The recent weakness in shares of semiconductor manufacturer Nvidia Corp. (NVDA) presents an opportunity for tech investors to buy the chip stock at a discount price, according to one team of bulls on the Street. While Goldman reiterated its downbeat view of the semiconductor industry at large, citing deteriorating fundamentals in the fourth quarter and into 2019, the investment bank added Nvidia to its "conviction list," indicating that the company is shielded from a broader sector downturn.

Stay Selective Amid Cyclical Correction in Semis, Writes Nvidia Bull

In a note to clients on Thursday, Goldman Sachs reiterated its buy rating on the Santa Clara, Calif.-based chip maker, citing company-specific growth drivers that should outweigh negative headwinds for the sector at large, as outlined by Barron's

"We foresee a cyclical correction approaching and recommend investors to stay selective in Semis,” wrote Goldman analyst Toshiya Hari.
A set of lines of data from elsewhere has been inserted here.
PR #1484, opened 2024-07-26
conditionally render ad labels with data-show-label attribute

dskamiotis:
## What does this change?

This PR is part of a bigger project to remove the Native ad-labels at inception from commercial templates: related PR.

Currently the logic which decides if an label should be rendered lies here in the Commercial bundle. This logic will applies a `data-label-show='true'` class attribute to the `adSlotNode`.

This will enable the CSS set out in [DCR](https://github.com/guardian/dotcom-rendering/blob/main/dotcom-rendering/src/components/AdSlot.web.tsx#L118), to apply the ad label styling.

## Why?
The AdSlots are added to the article server-side rendered (in DCR). The CSS for rendering the Ad label is also server-side rendered and targets .ad-slot[data-label-show='true']:not(.ad-slot--interscroller)::before.

The commercial bundle dynamically adds the data-label-show='true' attribute, handled by the shouldRenderLabel function.

The "Advertisement" label has been removed from the Native ads in commercial-templates as part of [this PR](https://github.com/guardian/commercial-templates/pull/394).

When the commercial code detects sizeCallbacks[adSizes.fluid.toString()] (Native ads), it adds the class. However, there is one Native style ad slot where we do not want to add the Ad Label. Instead of removing the ad-slot--fluid class, this is handled in the shouldRenderLabel function.

Logic has been added to not add a label for these Native Format ID's defined in GAM.

| From GAM Native Format ID |
|------------|
|Screenshot 2024-08-02 at 10 41 04 | 
|Screenshot 2024-08-02 at 11 11 57 |

- 10077207, // CAPI_MULTIPLE_HOSTED
- 10069167, // CAPI_MULTIPLE_PAIDFOR
- 12317037, // EVENTS_MULTIPLE
- 10070487, // CAPI_SINGLE_PAIDFOR
- 10063287, // MANUAL_MULTIPLE

It is only the in house fabric we add that we want labels to be added to.
## Images

| Before | After |
|----------|----------|
|Screenshot 2024-07-26 at 14 39 29|Screenshot 2024-07-26 at 14 35 17 | 

### Example of merchandising advert not rendering an ad label with 

| Merchandising slot | adSlotNode Native ID CAPI_SINGLE_PAIDFOR |
|----------|----------|
| Screenshot 2024-08-06 at 14 12 20| Screenshot 2024-08-06 at 14 13 42|

### DIFF
--- a/src/core/messenger/background.ts
+++ b/src/core/messenger/background.ts
@@ -184,6 +184,8 @@ const setupBackground = async (
 		specs.scrollType,
 	);
 
+	const nativeTemplateId = 11885667;
+
 	return fastdom.mutate(() => {
 		setBackgroundStyles(specs, background);
 
@@ -210,7 +212,7 @@ const setupBackground = async (
 				adSlot.style.position = 'relative';
 			}
 
-			void renderAdvertLabel(adSlot);
+			void renderAdvertLabel(adSlot, nativeTemplateId);
 			void renderStickyScrollForMoreLabel(backgroundParent);
 
 			isDCR && renderBottomLine(background, backgroundParent);
--- a/src/core/messenger/background.ts
+++ b/src/core/messenger/background.ts
@@ -184,7 +184,7 @@ const setupBackground = async (
 		specs.scrollType,
 	);
 
-	const nativeTemplateId = 11885667;
+	const interscrollerTemplateId = 11885667;
 
 	return fastdom.mutate(() => {
 		setBackgroundStyles(specs, background);
@@ -212,7 +212,7 @@ const setupBackground = async (
 				adSlot.style.position = 'relative';
 			}
 
-			void renderAdvertLabel(adSlot, nativeTemplateId);
+			void renderAdvertLabel(adSlot, interscrollerTemplateId);
 			void renderStickyScrollForMoreLabel(backgroundParent);
 
 			isDCR && renderBottomLine(background, backgroundParent);
--- a/src/events/render-advert-label.spec.ts
+++ b/src/events/render-advert-label.spec.ts
@@ -61,11 +61,11 @@ describe('shouldRenderLabel', () => {
 		});
 	});
 
-	it('does NOT render an ad label for fluid ads', async () => {
+	it('renders an ad label for fluid ads', async () => {
 		createAd(adverts['fluid']);
 		return renderAdvertLabel(getAd()).then(() => {
 			const ad = getAd();
-			expect(shouldRenderLabel(ad)).toBeFalsy();
+			expect(shouldRenderLabel(ad)).toBeTruthy();
 		});
 	});
 
--- a/src/events/render-advert-label.spec.ts
+++ b/src/events/render-advert-label.spec.ts
@@ -1,4 +1,8 @@
-import { renderAdvertLabel, shouldRenderLabel } from './render-advert-label';
+import {
+	renderAdvertLabel,
+	shouldRenderLabel,
+	templatesWithoutLabels,
+} from './render-advert-label';
 
 jest.mock('lib/commercial-features', () => ({
 	commercialFeatures: {},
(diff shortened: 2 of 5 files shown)


src/events/render-advert-label.ts
```diff
@@ -108,6 +100,7 @@ const renderAdvertLabel = (adSlotNode: HTMLElement): Promise<Promise<void>> => {
 
 			return fastdom.mutate(() => {
 				adSlotNode.setAttribute('data-label-show', 'true');
+				adSlotNode.setAttribute('my-test-one', 'true');
```
arelra, line 103: Don't think we want to keep this?

src/events/render-advert-label.ts
```diff
@@ -8,14 +8,6 @@ import fastdom from 'utils/fastdom-promise';
 import crossIcon from '../../static/svg/icon/cross.svg';
 
 const shouldRenderLabel = (adSlotNode: HTMLElement): boolean => {
-	if (
-		adSlotNode.classList.contains('ad-slot--fluid') &&
-		!adSlotNode.classList.contains('ad-slot--interscroller') &&
-		!adSlotNode.classList.contains('ad-slot--article-end')
```
arelra, line 14: Did we mean to remove `ad-slot--article-end` ?

Jakeii:
I think you're before/after pictures are reversed?

Also is the case for no label at all for merch ads still covered?

Screenshot 2024-07-31 at 16 51 13

src/events/render-advert-label.ts
dskamiotis: I thought in this case the logic for this case was tied into the logic for first condition `adSlotNode.classList.contains('ad-slot--fluid')`?
So I think this can be re added added to return false.

arelra: Ah so now we don't want to render the label for any fluid?

dskamiotis:
> Wrt the before and after pictures, I assume with this change the screenshots would be visually the same except now the commercial code is adding the ad labels?



> Wrt the before and after pictures, I assume with this change the screenshots would be visually the same except now the commercial code is adding the ad labels?

Not the clearest screenshots as the labels are small, Im trying to demo the Advertisement Label being centred - but as Jake said I put them back to fromt (so before labels left aligned and after centre :))

src/events/render-advert-label.ts
```diff
@@ -7,15 +7,25 @@ import { getCookie } from '@guardian/libs';
...
+): boolean => {
 	if (
-		adSlotNode.classList.contains('ad-slot--fluid') &&
-		!adSlotNode.classList.contains('ad-slot--interscroller') &&
-		!adSlotNode.classList.contains('ad-slot--article-end')
+		creativeTemplateId === CAPI_SINGLE_PAIDFOR ||
+		creativeTemplateId === CAPI_MULTIPLE_PAIDFOR ||
+		creativeTemplateId === EVENTS_API_MULTIPLE_STYLE ||
+		creativeTemplateId === CAPI_MULTIPLE_HOSTED ||
+		creativeTemplateId === MANUAL_MULTIPLE
```
Jakeii, line 25:
```suggestion
		templatesWithoutLabels.includes(creativeTemplateId)
```

src/events/render-advert-label.ts
```diff
@@ -7,15 +7,25 @@ import { getCookie } from '@guardian/libs';
...
 	) {
-		return false;
+		return true;
```
Jakeii, line 27:
```suggestion
		return false;
```

src/events/render-advert.ts
```diff
@@ -214,7 +215,9 @@ const renderAdvert = (
 					: Promise.resolve();
 
 			return callSizeCallback()
-				.then(() => renderAdvertLabel(advert.node))
+				.then(() =>
+					renderAdvertLabel(advert.node, creativeTemplateId ?? 0),
```
emma-imber, line 219: We also call `renderAdvertLabel` in the interscroller code, in `background.ts`, so the parameter will need to be added there too

src/events/render-advert-label.spec.ts
```diff
@@ -61,11 +61,11 @@ describe('shouldRenderLabel', () => {
 		});
 	});
 
-	it('does NOT render an ad label for fluid ads', async () => {
+	it('renders an ad label for fluid ads', async () => {
```
emma-imber, line 64: Instead of testing for fluid ads, could we check that a label should render for a fabric ad, and shouldn't render for a manual multiple, for example? That would make the test more relevant to the new logic

src/events/render-advert-label.ts
```diff
@@ -89,9 +99,13 @@ const createAdTestCookieRemovalLink = (): HTMLElement => {
...
 
-const renderAdvertLabel = (adSlotNode: HTMLElement): Promise<Promise<void>> => {
+const renderAdvertLabel = (
+	adSlotNode: HTMLElement,
+	creativeTemplateId: number,
+): Promise<Promise<void>> => {
 	return fastdom.measure(() => {
-		if (shouldRenderLabel(adSlotNode)) {
+		if (shouldRenderLabel(adSlotNode, creativeTemplateId)) {
+			///here
```
emma-imber, line 108:
```suggestion
```

src/events/render-advert-label.ts
```diff
@@ -7,15 +7,25 @@ import { getCookie } from '@guardian/libs';
 import fastdom from 'utils/fastdom-promise';
 import crossIcon from '../../static/svg/icon/cross.svg';
 
-const shouldRenderLabel = (adSlotNode: HTMLElement): boolean => {
+const CAPI_SINGLE_PAIDFOR = 10077207;
+const CAPI_MULTIPLE_PAIDFOR = 10069167;
+const EVENTS_API_MULTIPLE_STYLE = 12317037;
+const CAPI_MULTIPLE_HOSTED = 10070487;
+const MANUAL_MULTIPLE = 10063287;
```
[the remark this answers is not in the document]
emma-imber: Also there's a slight mix up in the template ID values here. CAPI Single PaidFor and CAPI Multiple Hosted are actually the other way around:
```
const templatesWithoutLabels = [
	10077207, // CAPI_MULTIPLE_HOSTED
	10069167, // CAPI_MULTIPLE_PAIDFOR
	12317037, // EVENTS_MULTIPLE
	10070487, // CAPI_SINGLE_PAIDFOR
	10063287 // MANUAL_MULTIPLE
];
```

src/events/render-advert-label.spec.ts
```diff
@@ -45,75 +49,86 @@ describe('shouldRenderLabel', () => {
...
 			const ad = getAd();
-			expect(shouldRenderLabel(ad)).toBeTruthy();
+			expect(shouldRenderLabel(ad, testCreativeTemplateId)).toBeTruthy();
 		});
 	});
 
 	it('renders an ad label for interscroller ads', async () => {
 		createAd(adverts['interscroller']);
-		return renderAdvertLabel(getAd()).then(() => {
+		return renderAdvertLabel(getAd(), testCreativeTemplateId).then(() => {
```
emma-imber, line 64: It would be more accurate to use the interscroller template ID for this test, since the test is specifically about the interscroller

src/core/messenger/background.ts
```diff
@@ -184,6 +184,8 @@ const setupBackground = async (
 		specs.scrollType,
 	);
 
+	const nativeTemplateId = 11885667;
```
emma-imber, line 187:
```suggestion
	const interscrollerTemplateId = 11885667;
```
Doesn't hurt to be specific here!

emma-imber (commented):
Just a few minor suggestions!

dskamiotis:
> Just a few minor suggestions!

Thanks @emma-imber nice refinements 👍

src/events/render-advert-label.ts
```diff
@@ -7,15 +7,21 @@ import { getCookie } from '@guardian/libs';
...
+	10077207, // CAPI_MULTIPLE_HOSTED
+	10069167, // CAPI_MULTIPLE_PAIDFOR
+	12317037, // EVENTS_MULTIPLE
+	10070487, // CAPI_SINGLE_PAIDFOR
+	10063287, // MANUAL_MULTIPLE
+];
+
+const shouldRenderLabel = (
+	adSlotNode: HTMLElement,
+	creativeTemplateId: number,
```
Jakeii, line 20: I think this should be optional because most adverts don't even have a `creativeTemplateId`, coercing it to `0` below doesn't feel right.

dskamiotis: I was thinking the same when I was updating the tests with new paramater.

src/events/render-advert.ts
Jakeii, line 219:
```suggestion
					renderAdvertLabel(advert.node, creativeTemplateId),
```

src/events/render-advert.ts
```diff
@@ -187,6 +187,7 @@ const renderAdvert = (
 
 	return getAdIframe(advert.node)
 		.then((isRendered) => {
+			const creativeTemplateId = slotRenderEndedEvent.creativeTemplateId;
```
Jakeii, line 190:
```suggestion
			const creativeTemplateId = slotRenderEndedEvent.creativeTemplateId ?? undefined;
```

src/events/render-advert-label.ts
```diff
@@ -7,15 +7,21 @@ import { getCookie } from '@guardian/libs';
...
+	12317037, // EVENTS_MULTIPLE
+	10070487, // CAPI_SINGLE_PAIDFOR
+	10063287, // MANUAL_MULTIPLE
+];
+
+const shouldRenderLabel = (
+	adSlotNode: HTMLElement,
+	creativeTemplateId?: number,
+): boolean => {
+	if (templatesWithoutLabels.includes(creativeTemplateId ?? 0)) {
```
Jakeii, line 22:
```suggestion
	if (creativeTemplateId && templatesWithoutLabels.includes(creativeTemplateId)) {
```

Jakeii (approved):
I have some last syntax suggestions but otherwise I think good to go.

He views his peers on the Street as underestimating Nvidia's "idiosyncratic growth drivers such as its product cycle in gaming and potential share gains in data center and professional visualization," which he expects to boost earnings and stock price outperformance. 
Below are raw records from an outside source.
PR #1485, opened 2024-07-29
Remove Magnite prebid AB test 

deedeeh:
## What does this change?

This PR removes the Magnite prebid AB test as we have a confirmation that we are delivering the correct key/value pairs and getting impressions so now we can safely rollout. 

## Why?

We don't need the AB test anymore as it's only reason for Magnite was for testing purposes.


arelra (approved):

src/lib/header-bidding/utils.ts
```diff
@@ -201,8 +199,7 @@ export const shouldIncludeSmart = (): boolean => isInUk() || isInRow();
 export const shouldIncludeKargo = (): boolean => isInUsa();
 
 export const shouldIncludeMagnite = (): boolean =>
-	!!window.guardian.config.switches.prebidMagnite &&
-	isUserInVariant(prebidMagnite, 'variant');
+	!!window.guardian.config.switches.prebidMagnite;
```
arelra, line 202: This removes the switch too - I assume thats intentional.

PR #1497, opened 2024-08-06
Record interscroller progress with logs and metrics

Jakeii:
## What does this change?
Log interscroller via logs as well as via commercial metrics

## Why?
We're not getting the volumes of progress data that we expect, this could be due to the way that metrics is initialized in DCR, via an island that may not run due to the adaptive site mechanism.


emma-imber (approved):
Looks good!

PR #1507, opened 2024-08-06
Refine dependabot.yml

Jakeii:
## What does this change?
Move some of the groups into the devDependency group

## Why?
There's still an unwieldy amount of PRs being raised by dependabot


deedeeh (approved):
Lets see if that will be more suitable for us. Thanks @Jakeii for doing this 🙏🏻

PR #1514, opened 2024-08-06
Remove ophan-tracker-js from commercial

arelra:
WIP

## What does this change?

Remove Ophan from commercial

## Why?

Commercial shouldn't need `ophan-tracker-js` this is probably a hangover from Frontend.

We still have Ophan related functionality:

- Ophan `pageViewId` and `browserId` from `window.guardian.ophan` _and_ `window.guardian.config.ophan` - pick one!
- Ophan is a required property to the [AB API](https://github.com/guardian/commercial/blob/88665db419b066dc68bdff52eff8474bf2456638/src/experiments/ab.ts#L43-L65), we grab Ophan from `window.guardian.ophan` to pass to it - how is this used?


Jakeii:
I looked into the ophan requirement for ab-core, looks like it's just to track these impression and success callbacks that we never use.

Screenshot 2024-08-07 at 10 03 34


https://github.com/guardian/csnx/tree/main/libs/@guardian/ab-core#ab-test-definition

Jakeii (approved):
Nice! 🧹

arelra:
Follow up actions:

- align on `window.guardian.ophan` and `window.guardian.config.ophan` 
- investigate if we can remove `impression` and `success` callbacks from [ab-core](https://github.com/guardian/csnx/tree/main/libs/%40guardian/ab-core)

Shares of Nvidia have lagged the chip sector since the start of the month, down roughly 17.8% compared to the iShares PHLX Semiconductor ETF's (SOXX) 9.6% loss over the same period.

"We recommend investors to own/buy the stock at current levels with our long-term thesis intact," wrote Hari, whose newly lowered price target for Nvidia stock at $305 still implies an approximate 32% upside from current levels. Nvidia shares are trading down 3.5% on Friday afternoon at $231.15, reflecting a 19.5% increase year-to-date (YTD) compared to the S&P 500's 4% return. 
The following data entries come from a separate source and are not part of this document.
PR #1516, opened 2024-08-08
Remove `inline-merchandising`/`im` slot

deedeeh:
## What does this change?

This PR removes the `inline-merchandising` slot, aka `im`,  from theguardian.com 

Based on the code removal from Commercial, DCR and Frontend you shouldn't see:
1.  An `im` slot in the DOM.
2. "Inline Merchandising Slot" in Frontend tools -> Commercial tools -> under Targeting
3. `guardian.config.page.hasInlineMerchandise`

Other PRs related to this work https://github.com/guardian/frontend/pull/27394 and https://github.com/guardian/dotcom-rendering/pull/12104

This change has been tested locally and in CODE.

## Why?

Meanwhile, Goldman lowered its rating from neutral to sell on shares of Analog Devices (ADI) and Maxim Integrated (MXIM). Hari indicated that the primary reason his team is forecasting for an industry correction is due to the fact that the number of monthly semiconductor units is "tracking meaningfully above what we consider to be the long-term trend line," or about 16% above trend. An inventory surplus and negative data points in the automotive and industrial end-markets should also weigh on chip stocks, particularly analog semiconductor companies, added the Goldman analyst, as cited by CNBC

As the Street becomes more bearish overall on prospects in the chip industry, investors will be keeping a close eye on Nvidia's fiscal third-quarter earnings report slated for Nov. 15.